I don't get Jira hate. It may be clunky, slow and overcomplicated but really it's just system to document stuff. If you don't document stuff on a sufficiently big project (I'd day >10 engineers, and especially at >100) then it's a recipe for a disaster.
As for solutions to document stuff, specifically issues, then Jira seems to be ok and not lacking in any area, maybe not a leader but not a worst thing to use too.
> I don't get Jira hate. It may be clunky, slow and overcomplicated
Ding ding ding!
Seriously though, I think a lot of issues with Jira stem from poor implementations that cause it to perform terribly, which impedes an engineer's ability to quickly get in and out of Jira. For example, the on-prem Jira instance for one of my clients would take upwards of five minutes to render the board, and another 30+ seconds to render the ticket page. Adding comments was another frustrating experience. I'm sure the OOTB experience with modern Jira is probably fine, but it seems that hardly anyone uses Jira without some resource-intensive customization.

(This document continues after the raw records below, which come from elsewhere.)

PR #1372, opened 2017-09-08
Implement Pipeline and Processors

p365labs:
This has been a long implementation, Pipelines need to be implemented and even processor if we want to use field attachments.

- Implementation of Pipeline
- Implementation of Processors (only 4 processors are missing : **Foreach, Grok, Gsub, Script**)

This is just a first implementation : I have some doubt on extending **Param** for Processors and for Pipeline Object. It's very useful, 'cause extending ArrayableInterface Object are quickly converted to Arrays.

### DIFF
--- a/CHANGELOG.md
+++ b/CHANGELOG.md
@@ -36,6 +36,7 @@ All notable changes to this project will be documented in this file based on the
 ### Added
 
 - Added `Query\SpanContaining`, `Query\SpanWithin` and `Query\SpanNot` [#1319](https://github.com/ruflin/Elastica/pull/1319)
+- Implemented [Pipeline](https://www.elastic.co/guide/en/elasticsearch/reference/current/pipeline.html) and [Processors](https://www.elastic.co/guide/en/elasticsearch/reference/current/ingest-processors.html). [#1373](https://github.com/ruflin/Elastica/pull/1373)
 
 ### Improvements
 
--- a/lib/Elastica/Client.php
+++ b/lib/Elastica/Client.php
@@ -306,12 +306,13 @@ class Client
      * @link https://www.elastic.co/guide/en/elasticsearch/reference/current/docs-bulk.html
      *
      * @param array|\Elastica\Document[] $docs Array of Elastica\Document
+     * @param array $requestParams
      *
      * @throws \Elastica\Exception\InvalidException If docs is empty
      *
      * @return \Elastica\Bulk\ResponseSet Response object
      */
-    public function updateDocuments(array $docs)
+    public function updateDocuments(array $docs, array $requestParams = [])
     {
         if (empty($docs)) {
             throw new InvalidException('Array has to consist of at least one element');
@@ -320,6 +321,9 @@ class Client
         $bulk = new Bulk($this);
 
         $bulk->addDocuments($docs, Action::OP_TYPE_UPDATE);
+        foreach ($requestParams as $key => $value) {
+            $bulk->setRequestParam($key, $value);
+        }
 
         return $bulk->send();
     }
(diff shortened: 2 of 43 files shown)


p365labs:
I've made some minors update and implemented some tests, in order to execute the pipeline tests against an Index.

lib/Elastica/Pipeline.php
```diff
@@ -0,0 +1,220 @@
...
+
+        return $this->requestEndpoint($endpoint);
+    }
+
+    /**
+     * @todo implement simulate API
+     */
+    public function simulate()
+    {
+
```
ruflin: Should we throw an exception for now?

lib/Elastica/Pipeline.php
```diff
@@ -0,0 +1,220 @@
...
+use Elastica\Exception\InvalidException;
+use Elastica\Processor\AbstractProcessor;
+use Elasticsearch\Endpoints\AbstractEndpoint;
+use Elasticsearch\Endpoints\Ingest\Pipeline\Delete;
+use Elasticsearch\Endpoints\Ingest\Pipeline\Get;
+use Elasticsearch\Endpoints\Ingest\Pipeline\Put;
+
+/**
+ * Elastica Processors object.
```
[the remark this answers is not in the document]
p365labs: my fault sorry.

lib/Elastica/Pipeline.php
p365labs: ok I raise a *NotImplementedException('simulate API on Pipeline not yet implemented.');*

p365labs:
As for now the community can create and update processor as they change in time, the only processor not yet implemented are **Foreach, Grok, Gsub, Script**.

Param is the right structure to use in order to have the body of the API call well formed, the only concern is that Param was clearly created for queries (at the top of the class --> * * This function can be used to handle params for queries, filter*), and maybe I could create a real similar class called Option or PipelineOption which do exactly the same thing as Param. Maybe is something we can think about in a future if something will change in Pipeline definition or implementation in ES. Creating now an *Option* class would mean only duplicate Param class. I preferred this approach, but I would like to discuss it if it sound ok for you and the community.

Processors does not have functional tests except KvTest.php, I will implement asap, I was waiting for a review first :)

ruflin:
Using Params as you did in this PR LGTM. I initially created it to reduce code duplication in Queries/Filters but I think we can apply it to almost any Class which needs to be transformed from PHP Object to json at one point.

Ping me when you think it's ready to be merged.

p365labs:
Hi @ruflin, before the functional tests I've made a small refactor on *tests*. I created a BasePipeline class (which extends Base), which create a pipeline and also implement a tearDown in order to delete all the pipelines created to make tests atomic. Every **Processor** should extends this class so it would be easy to create a Pipeline (and a functional test...) and also I have avoided to implement the same code to create a Pipeline in all the Processor tests.

p365labs:
Hi @Ruflin the PR for me is ready to be merged; let me know if u have more comments.

p365labs:
@ruflin any comment on the review :) ?

ruflin:
@p365labs Will have a look pretty soon. A bit under water these days ;-)

CHANGELOG.md
```diff
@@ -38,6 +38,7 @@ All notable changes to this project will be documented in this file based on the
 - Added `Query\SpanContaining`, `Query\SpanWithin` and `Query\SpanNot` [#1319](https://github.com/ruflin/Elastica/pull/1319)
 
 ### Improvements
+- Implemented [Pipeline](https://www.elastic.co/guide/en/elasticsearch/reference/current/pipeline.html) and [Processors](https://www.elastic.co/guide/en/elasticsearch/reference/current/ingest-processors.html). [#1373](https://github.com/ruflin/Elastica/pull/1373)
```
ruflin: This should probably go under `Added`

lib/Elastica/Client.php
```diff
@@ -349,6 +356,12 @@ public function addDocuments(array $docs)
 
         $bulk->addDocuments($docs);
 
+        if (!empty($requestParams)) {
```
ruflin: I wonder if the `!empty` is even needed as we already define it as array.

p365labs:
done!

PR #1375, opened 2017-09-14
Removed mapper-attachments plugin. Now use the ingest-attachment plugin

p365labs:
[Mapper Attachment plugin has been removed](https://github.com/elastic/elasticsearch/pull/20416) Use Ingest-attachment plugin and attachment processors with pipeline to ingest new documents.

the flow for ingesting a file into Elasticsearch changed a bit :

- u should create a Pipeline with an *Attachment Processor*
- add a file to the document
- ad the document to the index using a query string param of this format : **pipeline=name_of_the_pipeline**


ruflin:
Thanks for doing the switch. This was actually one of the very early lines of code in Elastica :-)

Issue #1377, opened 2017-09-18
Bug with PHP 7.2


kukulich:
`Warning: count(): Parameter must be an array or an object that implements Countable` in https://github.com/ruflin/Elastica/blob/master/lib/Elastica/Query.php#L333

p365labs:
can you show us the code that generate this error ?

kukulich:
The bug is here: https://github.com/ruflin/Elastica/blob/master/lib/Elastica/Query.php#L425

`Elastica\Query\AbstractQuery` doesn't implement `Countable`.

p365labs:
I confirm that @kukulich is right. 
PHP 7.2 change a bit [count() function](https://github.com/php/php-src/blob/php-7.2.0RC2/UPGRADING) (search for Countable).

```count() now raises a warning when an invalid parameter is passed. Only arrays and objects implementing the Countable interface should be passed.```

I think could it be useful having a PR ready to be merged when PHP 7.2 will be released, at the moment PHP 7.2 is a Release Candidate 2, so not ready for production use.

ruflin:
@kukulich Thanks for reporting. Always good to have people testing early with future versions.

I'm ok with getting a fix in before GA is out as I assume it will not be a breaking change?

@p365labs Thanks for starting the work on this.

p365labs:
hi all! I think we can close this one as this PR #1378 solves the problem :)

PR #1378, opened 2017-09-20
Implement Countable on Objects in PHP7.2

p365labs:
as reported #1377 in PHP 7.2 it's possibile to use the function count() only on Arrays and on \Countable objects.

This is a WIP PR, there are still things to do and some tests to check; more then this I will merge this PR when PHP 7.2 will be released (now it's a RC2).

### DIFF
--- a/lib/Elastica/Query.php
+++ b/lib/Elastica/Query.php
@@ -330,7 +330,7 @@ class Query extends Param
             $this->setQuery(new MatchAll());
         }
 
-        if (isset($this->_params['post_filter']) && 0 === count($this->_params['post_filter'])) {
+        if (isset($this->_params['post_filter']) && 0 === count(($this->_params['post_filter'])->toArray())) {
             unset($this->_params['post_filter']);
         }
 
--- a/.travis.yml
+++ b/.travis.yml
@@ -14,6 +14,7 @@ branches:
 env:
   - TARGET="70"
   - TARGET="71"
+  - TARGET="72"
 
 before_install:
   # check running "docker engine" and "docker-compose" version on travis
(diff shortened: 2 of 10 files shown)


lib/Elastica/Response.php
```diff
@@ -11,7 +11,7 @@
  *
  * @author Nicolas Ruflin <spam@ruflin.com>
  */
-class Response
+class Response implements \Countable
```
ruflin: Is this change also needed?

p365labs:
@ruflin Now the PR# it's not in WIP anymore, tests now pass also with PHP 7.2-rc (which is now RC5). Today will be released php7.2-rc6 and for the end of the current month [PHP7.2 GA](https://wiki.php.net/todo/php72) will be released. Feel free to merge it or wait till PHP7.2 . GA.

lib/Elastica/Query.php
```diff
@@ -330,7 +330,8 @@ public function toArray()
             $this->setQuery(new MatchAll());
         }
 
-        if (isset($this->_params['post_filter']) && 0 === count($this->_params['post_filter'])) {
+        $a = $this->_params['post_filter'];
```
ruflin: Nit picking but could we name this variable differently, something more describtive? I'm curious what happens on the next line in case `toArray()` does not on the varialbe?

lib/Elastica/Response.php
```diff
@@ -361,4 +361,18 @@ public function getJsonBigintConversion()
     {
         return $this->_jsonBigintConversion;
     }
+
+//    /**
```
ruflin: We should remove this code if not needed anymore.

p365labs:
@ruflin the pr has been updated :) removed unused code and remove that weird var name :)

XWB:
Hi @ruflin 

Would it be possible to cherry-pick this commit to the 5.x branch?

ruflin:
@XWB Sound reasonable to me. Do you want to open a backport PR?

XWB:
@ruflin Done https://github.com/ruflin/Elastica/pull/1428

richardfullmer:
The change at https://github.com/ruflin/Elastica/pull/1378/files#diff-e421c6a76338876301c98a5a7e95ab87R333 broke my implementation today since `$this->_params['post_filter']` _was_ already an array.

Noticed exception 'Symfony\Component\Debug\Exception\FatalThrowableError' with message 'Call to a member function toArray() on array'

ruflin:
@richardfullmer Is this the same issue as in https://github.com/ruflin/Elastica/issues/1429 ?

richardfullmer:
Yes, looks the same to me.

PR #1380, opened 2017-09-22
prevent string submission to int value in min_doc_count. close #1379

### LINKED ISSUE #1379: Bug in min_doc_count
In [this lines of code](https://github.com/ruflin/Elastica/blob/master/lib/Elastica/Aggregation/AbstractTermsAggregation.php#L16-L19) we can assign string value to `min_doc_count` and get elastic error. Should we convert value to int here?

osavchenko:
Description in #1379

### DIFF
--- a/README.md
+++ b/README.md
@@ -17,7 +17,7 @@ All library issues should go to the [issue tracker from github](https://github.c
 
 Compatibility
 -------------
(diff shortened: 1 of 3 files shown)


giovannialbero1992:
@osavchenko now elastica is php7 compliant and has dropped support to php5. Maybe it can be useful start to use type hinting http://php.net/manual/en/migration70.new-features.php.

What is needed is registrars keeping track of documents and writing summaries etc. I blame the 'savings' on secretaries for many of the modern corporate worlds problems. A tell tail of that the top brass them-self don't believe secretaries are not needed, is that they them-self have them. It is just engineering that can't have them - pushing any bigger engineering org. into chaos.
As for solutions to document stuff, specifically issues, then Jira seems to be ok and not lacking in any area, maybe not a leader but not a worst thing to use too.